Bendeniz bu yazımda, bazı bid'at fırkalarının listesini yapmak istiyorum:
1. Kur'âniyyûn fırkası. Bunlar Edile-i Erbaa'yı kabul etmezler, İslâm'ın tek temeli ve kaynağı vardır, o da Kur'ân'dır derler. Bunlar, bu görüşleri ile Kur'ân'a açık bir muhalefet içindedirler. Çünkü Kitabullah mü'minleri Resul'e itaat etmeye, onu en güzel bir örnek ve model olarak kabul etmeye, o ne getirdiyse almaya çağırmaktadır. Bunu reddedenler, Sünnet'i din kaynağı olarak kabul etmeyenler, Kur'ân deyip dursalar da dairenin dışına çıkmış olurlar.
2. Meâlciler fırkası. Bunlar kendi işlerine gelen bir meal veya tercüme alarak, bundan heva, re'y ve hevesleriyle din hükmü çıkartan, Kitabullah'ı akılarınca yorumlayan kimselerdir. Yanlış yolda olduklarında şüphe yoktur. Osmanlı ulemâsı yaşamış olsaydı bunlara "Meâliyyûn fırkası" ismini verirdi.
3. Efganiyye fırkası. Bunlar yalancı, taqiyyeci, Farmason Cemalüddin Efganî'yi din önderi olarak kabul ederler ve onun izinden giderler. Bu adam Afgan değildir, İranlıdır, kendisini Sünnî gibi göstermiştir, aslında Şiîdir. Masonluğun en dinsiz fırkasına mensuptur. Son derece karışık ve bulaşık bir kimsedir. Kılavuzu karga olanın...
4. Militan İslâmcılık fırkası. Bunlar İslâm'ı beşerî bir ideoloji seviyesine düşürmüş kişilerdir. Aktivisttirler. Son altmış yıl içinde hiçbir İslâm ülkesinde başarılı olamamışlardır.

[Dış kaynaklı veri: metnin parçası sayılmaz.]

PR #1123, opened 2019-10-15
hotfix for not a constructor function

FrenchBully:
#### Bug:
Running `expo start --web` fails to build

Error Msg: `WebpackPWAManifestPlugin is not a constructor`

Resolution:
instantiate function by calling `.default`

Steps to reproduce:
1. `yarn install`
2. `expo start --web`

### DIFF
--- a/packages/webpack-config/src/webpack.config.ts
+++ b/packages/webpack-config/src/webpack.config.ts
@@ -204,7 +204,7 @@ export default async function(env: Environment, argv: Arguments = {}): Promise<C
         ROOT_ID: rootId,
       }),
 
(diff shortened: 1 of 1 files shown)


EvanBacon:
I cannot repro, maybe your version of `expo-cli` is not updated?

EvanBacon:
Closing as I don't see this being an issue.

kevinulrich:
We are running into the exact same issue with an application that we have upgraded to SDK version 35 and have modified the webpack configuration according to the docs: https://docs.expo.io/versions/latest/guides/customizing-webpack/

We cannot reproduce the issue either with a new application so I suspect this happened somewhere when upgrading.

PR #1124, opened 2019-10-15
Convert Eject to TS

EvanBacon:


packages/expo-cli/src/commands/eject/Eject.ts
```diff
@@ -14,17 +12,21 @@ import * as PackageManager from '../../PackageManager';
...
-import prompt from '../../prompt';
+import prompt, { Question } from '../../prompt';
 import { loginOrRegisterIfLoggedOut } from '../../accounts';
 
 const EXPO_APP_ENTRY = 'node_modules/expo/AppEntry.js';
 
-async function warnIfDependenciesRequireAdditionalSetupAsync(projectRoot: string) {
+async function warnIfDependenciesRequireAdditionalSetupAsync(projectRoot: string): Promise<void> {
   const { exp, pkg: pkgJson } = await ProjectUtils.readConfigJsonAsync(projectRoot);
+  if (!exp || !pkgJson) {
```
fson: Instead of `ProjectUtils.readConfigJsonAsync`, please use `ConfigUtils.readConfigJsonAsync` (from `@expo/config`), which never returns `null`.

packages/expo-cli/src/commands/eject/Eject.ts
```diff
@@ -180,18 +202,20 @@ async function ejectToBareAsync(projectRoot, options) {
...
   try {
-    let tempDir = temporary.directory();
+    const tempDir = temporary.directory();
     await Exp.extractTemplateAppAsync(templateSpec, tempDir, appJson);
     fse.copySync(path.join(tempDir, 'ios'), path.join(projectRoot, 'ios'));
     fse.copySync(path.join(tempDir, 'android'), path.join(projectRoot, 'android'));
-    let packageJson = fse.readJsonSync(path.join(tempDir, 'package.json'));
-    defaultDependencies = packageJson.dependencies;
+    const { dependencies } = JsonFile.read(path.join(tempDir, 'package.json'), { json5: true });
+    if (isStringObject(dependencies)) {
```
fson: Not sure about this – if the template has e.g. `{"dependencies": {"lodash": 4.0, "react-native": "0.61.2"} }` (an error, because the versions should be strings), we just silently ignore the dependencies.

It seems to me that we should at least print a warning if we ignore the dependencies from the template, since this means that the template has an error that needs to be fixed.

packages/expo-cli/src/commands/eject/Eject.ts
```diff
@@ -180,18 +202,20 @@ async function ejectToBareAsync(projectRoot, options) {
...
    */
   try {
-    let tempDir = temporary.directory();
+    const tempDir = temporary.directory();
     await Exp.extractTemplateAppAsync(templateSpec, tempDir, appJson);
     fse.copySync(path.join(tempDir, 'ios'), path.join(projectRoot, 'ios'));
     fse.copySync(path.join(tempDir, 'android'), path.join(projectRoot, 'android'));
-    let packageJson = fse.readJsonSync(path.join(tempDir, 'package.json'));
-    defaultDependencies = packageJson.dependencies;
+    const { dependencies } = JsonFile.read(path.join(tempDir, 'package.json'), { json5: true });
```
fson:
```suggestion
    const { dependencies } = JsonFile.read(path.join(tempDir, 'package.json'));
```
`package.json` can not be JSON5 (neither npm nor Yarn accepts it).

packages/expo-cli/src/commands/eject/Eject.ts
```diff
@@ -213,10 +237,17 @@ async function ejectToBareAsync(projectRoot, options) {
...
+  const combinedDependencies = { ...defaultDependencies, ...pkgJson.dependencies };
+
+  for (const dependenciesKey of [
+    'react',
+    'react-dom',
+    'react-native-web',
+    'react-native-unimodules',
+    'react-native',
+  ]) {
+    combinedDependencies[dependenciesKey] = defaultDependencies[dependenciesKey];
```
fson: What happens if the `package.json` of the project has a dependency (e.g. `react-native-web`), but it doesn't exist in the template? It seems that it would become `"react-native-web": undefined` and be removed from dependencies.

Should we check that the key exists in `defaultDependencies` before copying it?

packages/expo-cli/src/commands/eject/Eject.ts
```diff
@@ -129,18 +140,45 @@ export async function ejectAsync(projectRoot: string, options) {
...
+  if (typeof value !== 'object') {
+    throw new Error(`Dependency map is invalid, expected object but got ${typeof value}`);
+  }
+
+  const outputMap: DependenciesMap = {};
+  if (!value) return outputMap;
+
+  for (const key of Object.keys(value)) {
+    if (key in value) {
+      if (isStringOrNumber(value)) {
```
fson: `number` is not a valid version number.

The JSON I gave in the earlier [comment](https://github.com/expo/expo-cli/pull/1124#discussion_r334874750):
```json
{"dependencies": {"lodash": 4.0, "react-native": "0.61.2"} }
```
was just an example of *invalid* package.json content that should throw an error. Sorry if the comment was unclear!

PR #1125, opened 2019-10-15
Convert IosNSBundle to TypeScript

EvanBacon:


packages/xdl/src/detach/IosNSBundle.ts
```diff
@@ -419,15 +418,17 @@ async function _configureShellPlistAsync(context) {
     if (parseSdkMajorVersion(config.sdkVersion) < 28) {
       shellPlist.isShell = true;
     }
-    shellPlist.manifestUrl = context.published.url;
-    shellPlist.releaseChannel = context.published.releaseChannel;
-    if (context.data.testEnvironment) {
+    if (context.published) {
```
fson: Looks like the type of `StandaloneContext.published` is wrong: it's always defined in both `StandaloneContextUser` and `StandaloneContextService`, so this null check should be unnecessary.

packages/xdl/src/detach/IosAssetArchive.ts
```diff
@@ -3,23 +3,20 @@ import path from 'path';
...
-  StandaloneContextDataService,
-} from './StandaloneContext';
+import { StandaloneContextUser, StandaloneContextService } from './StandaloneContext';
 
 /**
  *  Compile a .car file from the icons in a manifest.
  */
 async function buildAssetArchiveAsync(
-  context: StandaloneContext,
+  context: StandaloneContextUser | StandaloneContextService,
```
fson:
```suggestion
  context: AnyStandaloneContext,
```
Maybe?

PR #1148, opened 2019-10-23
[expo-cli] First draft of guide for installing simulator versions

byCedric:
> This is still a WIP, I'm creating this PR to "validate" if what I'm doing is correct.

#### Why this?
This is an idea from @brentvatne, born in #1109. I think this might help developers who are using older Expo versions.

#### What does it do?
I prototyped the idea for the simulator for now. But if we are sure we want this, I can create an Android version too ofc.

1. Checked if we are in an Expo project
  a. If so, _and_ it's the latest, prompt to install latest client.
  b. If so, but it's not latest _and_ we have an `iosClientUrl`, prompt to install this client version.
  c. If so, but it's not latest and we don't have an `iosClientUrl`, warn about it
2. When not in an Expo project, prompt to install the latest client.
3. When the dev denies all the recommendations, list the clients he/she can install.
4. Install selected client.

#### Things to think about
- Not all SDK versions have an `iosClientUrl`, like SDK `34`. That means we can't auto-install or detect these, so for now, I filtered it out.
- `iosVersion` and `iosClientVersion` are used, I think the latter is the one I should pick right?
- Maybe it's better to separate the "guides" from the other client commands. But I have no clue what the implication is to the command-loader.

#### Show me what you got

<details>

5. Mükebbire fırkası. Bunlar Büyük Okyanus'taki "Kargo kültü" zihniyet ve kültürü seviyesinde ilkel, bedevî, özürlü bir akla sahiptirler. Camilere hoparlör, kalorifer, soğutma sistemi, vantilatör, soğuk su cihazı, kapılara naylon poşet sandığı koymanın, üç şerefeli minare yapmanın, 120 desibel yüksek sesle ezan okumanın İslâmî hizmet ve himmet olduğunu sanırlar.
6. Fazlurrahman'ın Tarihsellik veya Tatiliyye mezhebi. Bunlar Kur'ân'daki ve Sünnetteki hükümlerin bir kısmının tarihsel olduğunu, bugün geçerli olmadığını iddia ederler. Ülkemizde bazı ilâhiyat fakültelerine sızmışlardır. Hadîsleri, AB standart veya normlarına göre ayarlama ve ayıklama projeleri vardır. Yüklü telif veya telef ücretleriyle beslenirler.
7. Necdîler veya Selefîler. Bunlar gerçekten Selef-i Sâlihîne bağlı ve tâbi değildirler. İmamları İbn Teymiyye ve Muhammed ibn Abdilvehhab'tır. İnançlarında mücessime unsurları vardır. Tasavvufa ve tarikata son derece düşmandırlar.
8. İctihadiyye fırkası. Bunlar her Müslümanın ictihad yapmasını isterler.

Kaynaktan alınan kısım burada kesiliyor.